One of my colleagues invited me to a birthday meal - it was mainly his friends and not work colleagues iyswim.

Before we all ordered, he asked me if I would help him sort out the bill at the end as one couple had form for leaving meals without paying their share, and would I keep an eye out. I made a mental note of what they ordered and sure enough, they tried to slink away before the bill arrived. I had to cut them off at the door and asked them to pay up.

I heard later they bad-mouthed me to everyone ( but why invite them in the first place?).

I think paying separate bills is the way to go.

fascicle · 17/04/2017 14:13

JigglyTuff
You said you were unable to conclude she wasn't.

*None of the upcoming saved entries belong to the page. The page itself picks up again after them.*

PR #37176, opened 2023-12-29
Trend charts — multiple comparisons

### LINKED ISSUE #35555: Enable multiple comparisons
- Support selecting multiple comparisons, ideally by reusing the existing reordering widgets for funnel steps

kulyk:
Resolves #35555

Allows adding up to three comparisons for a single trend chart. Also, I had to add an `id` to every comparison object because `dndkit` needs stable IDs for sorting. Could be easier to review in order:

* [`fb89155`](https://github.com/metabase/metabase/pull/37176/commits/fb89155ef46581733502560d98933968bbfdfcca) — turns the `scalar.comparisons` setting into an array
* [`b84847e`](https://github.com/metabase/metabase/pull/37176/commits/b84847ed7b8ce920a5c1deb429cfdcf8d92c5b35) — adds an `id` property to comparison objects
* everything else

### Demo

https://github.com/metabase/metabase/assets/17258145/8ca1923d-3cce-42d9-b520-3f7a7817c711

### DIFF
--- a/frontend/src/metabase/visualizations/visualizations/SmartScalar/SmartScalar.jsx
+++ b/frontend/src/metabase/visualizations/visualizations/SmartScalar/SmartScalar.jsx
@@ -81,7 +81,7 @@ export function SmartScalar({
   if (trend == null) {
     return null;
   }
-  const { value, clicked, comparison, display, formatOptions } = trend;
+  const { value, clicked, comparisons, display, formatOptions } = trend;
 
   const innerHeight = isDashboard ? height - DASHCARD_HEADER_HEIGHT : height;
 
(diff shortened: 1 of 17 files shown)


frontend/src/metabase/visualizations/visualizations/SmartScalar/SmartScalar.jsx
```diff
@@ -284,12 +289,20 @@ Object.assign(SmartScalar, {
       section: t`Data`,
       title: t`Comparisons`,
       widget: SmartScalarComparisonWidget,
-      isValid: (series, vizSettings) => isComparisonValid(series, vizSettings),
-      getDefault: (series, vizSettings) =>
-        getDefaultComparison(series, vizSettings),
+      isValid: (series, vizSettings) => {
+        const comparisons = vizSettings["scalar.comparisons"];
+        return comparisons.every(comparison =>
+          isComparisonValid(comparison, series, vizSettings),
```
alxnddr, line 295: I would iterate inside `isComparisonValid` function and rename it. The same is about `getDefaultComparison` which can return an array right away. The reason is that we will reuse it as is in the static viz land so we won't duplicate the iteration part.

Also `getDefaultComparison` can be improved to return all valid comparisons if for instance there are 3 but only 1 is invalid

alxnddr (approved):
Looks and works great! I left one minor comment

kulyk:
@alxnddr good point! I'll open another PR for these changes (want the feature branch to be ready for a design review ASAP, we could figure out smaller todos in flight)

PR #37191, opened 2024-01-02
New permissions table schema and backend API

noahmoss:
Initial PR for my proposal to change the `permissions` table schema and move away from permission paths, as detailed [here](https://www.notion.so/metabase/Design-Doc-New-Permissions-Schema-and-API-2a5ff641e7e848e99f8b49bb412ca83f).

This PR:
- Adds a migration to create a `permissions_v2` table with a new schema
- Creates a `metabase.models.permissions-v2` namespace and bootstraps it with a `set-permission!`, `data-permissions-graph`, and `permission-for-user` functions, as well as a number of related utilities and tests.

### DIFF
--- a/src/metabase/models/permissions_v2.clj
+++ b/src/metabase/models/permissions_v2.clj
@@ -1,0 +1,231 @@
+(ns metabase.models.permissions-v2
+  "Model namespace for the V2 permissions system. This is not based on permission paths (as in V1), but rather explicit
+  permission types and associated values for every object (table/collection) or capability on the system."
+  (:require
+   [malli.core :as mc]
+   [metabase.models.interface :as mi]
+   [metabase.util :as u]
+   [metabase.util.i18n :refer [tru]]
+   [methodical.core :as methodical]
+   [toucan2.core :as t2]))
+
+(methodical/defmethod t2/table-name :model/PermissionsV2 [_model] :permissions_v2)
+
+(doto :model/PermissionsV2
+  (derive :metabase/model))
+
+(t2/deftransforms :model/PermissionsV2
+  {:type mi/transform-keyword
+   :value mi/transform-keyword})
+
+
+;;; ---------------------------------------- Permission definitions ---------------------------------------------------
+
+;; IMPORTANT: If you add a new permission type, `:values` must be ordered from *most* permissive to *least* permissive.
+;;
+;;  - When fetching a user's permissions, the default behavior is to return the *most* permissive value from any group the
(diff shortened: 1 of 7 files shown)


noahmoss:
* `master`
  * **PR #37191** <a href="https://app.graphite.dev/github/pr/metabase/metabase/37191?utm_source=stack-comment-icon" target="_blank">Graphite</a>  👈

This [stack of pull requests](https://stacking.dev/?utm_source=stack-comment) is managed by [Graphite](https://app.graphite.dev/github/pr/metabase/metabase/37191?utm_source=stack-comment).

src/metabase/models/permissions_v2.clj
```diff
@@ -0,0 +1,231 @@
...
+  (when (and (get-in Permissions [perm-type :model])
+             (not object-id))
+    (throw (ex-info (tru "Permission type {0} requires an object ID" perm-type)
+                    {perm-type (Permissions perm-type)}))))
+
+(def perm-types-by-model
+  "A map from model identifiers to a list of permission types that apply to that model."
+  (reduce-kv
+   (fn [m perm-type {:keys [model]}]
+     (when model (update m model (fnil conj #{}) perm-type)))
```
dpsutton, line 92: this should probably be `(if model (update ...) m)` otherwise you risk throwing away your built up state

noahmoss: Haha yeah I actually had fixed that but it got reverted when I undid other changes. Good catch

escherize: nit/wondering out loud: is this `(merge-with (fnil conj #{}) Permissions)` ?

escherize: nope! but this reducing function would be equivalent:

```
(fn [acc perm-type {:keys [model]}]
     (cond-> acc
       model (update model (fnil conj #{}) perm-type)))
```

src/metabase/models/permissions_v2.clj
```diff
@@ -0,0 +1,258 @@
...
+  [perm-type]
+  (-> Permissions perm-type :values last))
+
+(defn- most-permissive-value
+  "The *most* permissive value for a given perm type. This is the default value for superusers."
+  [perm-type]
+  (-> Permissions perm-type :values first))
+
+(def ^:private model-by-perm-type
+  "A map from permiiion types directly to model identifiers (or `nil`)."
```
escherize, line 83:
```suggestion
  "A map from permission types directly to model identifiers (or `nil`)."
```

escherize (approved):
LGTM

I said nothing remotely similar to this. What I did say was: Without more details, it's impossible to make a judgment (that is, a judgment about the situation and whether it was reasonable - the tight arse expression/line of thinking is the OP's, not mine). The questions listed were examples of information that might be useful.

Chloe84 · 17/04/2017 15:10

I heard later they bad-mouthed me to everyone ( but why invite them in the first place?).

What did they say, Witch?

GabsAlot · 17/04/2017 15:16

chloe i wouldn t necessarily agree with that why should one person an the birthday person aswell cover two peoples meals alone?

Chloe84 · 17/04/2017 15:38

GabsALot i think because my colleague organised his own birthday meal and the invites. The couple were his friends (not our colleagues), so I feel it was his responsibility to sort the shortfall.